(EXCERPTED RECORDS Opens)

PR #702, opened 2019-03-05
Fix #24: 'Go to Definition' for relative imports not resolving directly to the appropriate module

### LINKED ISSUE #24: 'Go to Definition' for relative imports not resolving directly to the appropriate module
Let's say I have `pkg` and `pkg.subpkg`, both packages. I also have `pkg.mod` and `pkg.subpkg.submod`, both modules. If I do `from .. import mod` from within `pkg.subpkg.submode` I get asked which package to resolve to -- `pkg/__init__.py` or `pkg/mod.py` -- even though `pkg.__init__` is empty. I would expect the lack of ambiguity to not ask me which package to resolve to.

Attached are the test files I was using.
[pkg.zip](https://github.com/Microsoft/python-language-server/files/2349710/pkg.zip)

AlexanderSher:


MikhailArkhipov:
Would be good to add test to `GoToDefinitionTests`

(EXCERPTED RECORDS Closes)

### INSTRUCTIONS TO FOLLOW
Nothing beyond the line containing "### LINKED ISSUE" is to be output; the lines above, from the first one onward to that line, are to be transcribed exactly.

### SOLUTION
PR #702, opened 2019-03-05
Fix #24: 'Go to Definition' for relative imports not resolving directly to the appropriate module

### LINKED ISSUE #24: 'Go to Definition' for relative imports not resolving directly to the appropriate module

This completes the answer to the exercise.